Hungary Doctors Rebuke Easing Plan in Worst Virus Hotspot
(Bloomberg) -- Doctors in Hungary, currently the world’s deadliest nation for Covid-19, rebuked the government’s plan to ease virus-related curbs next week.
Hungary has had an average of 175.3 virus deaths per million people in the past seven days and coronavirus-related fatalities recorded since the start of the pandemic exceeded 20,000, according to data compiled by Bloomberg.
Although the government on Monday extended lockdown measures until April 8, Prime Minister Viktor Orban remains keen to relax curbs. He’s said that most stores may reopen as soon as next week and that a curfew may also be shortened to accommodate extended opening hours.
“Doctors find it incomprehensible how there can be communication about a re-opening so soon just when we should be talking about tightening and how to improve adherence to existing curbs,” Judit Toth, a vice president of the Hungarian Labor Union of Doctors, told ATV television on Monday.
Orban has said a relaxation of curbs can start once 2.5 million people have been inoculated, comprising the population aged 65 and over. Hungary may be able to administer at least the first shot to more than 2 million people as soon as Monday, the prime minister said on Facebook. The nation now has the European Union’s fastest inoculation rate after Malta.

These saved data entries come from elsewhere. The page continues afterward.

PR #687, opened 2024-02-11
feat: Support pre-configured supertoken authentication

RobinHolzingerQC-OLD:
# Motivation

We want to run automated CI tests on a dockerized version of quetz (deployed with helm/Kubernetes). To be able to use the API there without any real user (e.g. authenticated via GitHub) we would like to be able to define a supertoken in the TOML config. It should act as an initial technical service account.
This token does not have to support all API endpoints (that could depend on an actual user being present). However, it should at least support creating new "real users"  with username/password authentication (in our case https://github.com/mamba-org/quetz-sql-authenticator).

# Changes

Introduce a new config element `users.supertoken` and allow the `Rules` class to bypass this token in the server role assertions.

---
- To see the specific tasks where the Asana app for GitHub is being used, see below:
  - https://app.asana.com/0/0/1206579607918088

### DIFF
--- a/docs/source/deploying/configuration.rst
+++ b/docs/source/deploying/configuration.rst
@@ -70,7 +70,7 @@ Configure default user permissions, creating default channel and super-admin per
    [users]
    # an optional supertoken that can be used to bypass authorization
    # e.g. for CI pipelines that need to rely on pre-configured tokens for the initial
-   # technial superuser. Length should be at least 32 characters.
+   # technial superuser. Length must be at least 32 characters.
    supertoken = "use `openssl rand -hex 32` to generate a random token"
    # users with owner role
    admins = ["github:admin_user"]
--- a/docs/source/deploying/configuration.rst
+++ b/docs/source/deploying/configuration.rst
@@ -68,6 +68,10 @@ Configure default user permissions, creating default channel and super-admin per
 .. code::
 
    [users]
+   # an optional supertoken that can be used to bypass authorization
+   # e.g. for CI pipelines that need to rely on pre-configured tokens for the initial
+   # technial superuser. Length should be at least 32 characters.
+   supertoken = "use `openssl rand -hex 32` to generate a random token"
    # users with owner role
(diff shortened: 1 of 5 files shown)


docs/source/deploying/configuration.rst
```diff
@@ -68,6 +68,10 @@ Configure default user permissions, creating default channel and super-admin per
 .. code::
 
    [users]
+   # an optional supertoken that can be used to bypass authorization
+   # e.g. for CI pipelines that need to rely on pre-configured tokens for the initial
+   # technial superuser. Length should be at least 32 characters.
```
janjagusch, line 73: You validate the length in the constructor.

```suggestion
   # technial superuser. Length must be at least 32 characters.
```

quetz/authorization.py
```diff
@@ -34,8 +34,37 @@ class ServerRole(str, enum.Enum):
...
+            Supertoken that can be used to bypass role checks
+        """
+        if supertoken and API_key == supertoken:
+            if len(supertoken) < 32:
+                raise HTTPException(
+                    status_code=status.HTTP_401_UNAUTHORIZED,
+                    detail="Supertoken too short, must be at least 32 characters long",
+                )
+            self.API_key = None
+            self.is_supertoken = True
```
janjagusch, line 63: can we mark this attribute as private and expose it through a property?

janjagusch (approved):

quetz/authorization.py
```diff
@@ -135,6 +168,9 @@ def assert_assign_user_role(self, role: Optional[str]):
             return self.assert_server_roles([SERVER_OWNER, SERVER_MAINTAINER])
 
     def assert_server_roles(self, roles: list, msg: Optional[str] = None):
+        if self.is_supertoken:
+            return "supertoken"
```
janjagusch, line 172: I don't like how we're sneaking the super token into the authorization layer here. But I also understand that anything more explicit would require big changes in the Quetz authentication and authorization model.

The strategy is unlikely to work, according to Citigroup economist Eszter Gargyan, because the aggressive U.K. variant of Covid-19 -- the one that’s now prevalent in Hungary -- has led to a spike in hospitalizations in younger age groups.

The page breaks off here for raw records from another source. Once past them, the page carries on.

PR #695, opened 2024-04-26
fix: Patch `dummylogin` vulnerability

robinholzi:
# Motivation

The quetz API offers  a`dummy_login` endpoint for development purposes. This endpoint allows a developer to bypass the authentication layer.

Unfortunately, quetz doesn't take any measure to prevent an unauthorized third party from using that endpoint in production.

# Changes

To address this critical vulnerability, I propose to to only expose this endpoint to the API conditionally. For that, it makes sense to use the existing `dev` flag. To pass that into the API subprocess it is convenient to use a file configuration element instead of a cli flag. Therefore I propose to remove the cli `dev` flag and replace it with the config file equivalent.


robinholzi:
@janjagusch I resolved all test failure now (except from `test_download_remote_file_in_parallel`). Locally this test is passing. Using the `create-tables` CI matrix variant it also passes in the CI, `use-migrations` makes problems though. As this test also failed on [main](https://github.com/mamba-org/quetz/actions/runs/8844981415/job/24287954292) I assume that it's not related to my PR.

“This in our view suggests that the government may be either forced to postpone reopening at least a few more weeks or may be forced to impose another lockdown” in the second quarter “before vaccinations would allow broader reopening” in the summer, Gargyan said in a report on Monday.
Eastern Europe remains the world’s worst Covid hotspot, with 10 of the 11 countries with the highest death rates over the past week located in the region.
Poland, the region’s biggest country, reported 16,965 new coronavirus cases over the past 24 hours, a 16% increase from a week ago when the government announced a tightening of curbs.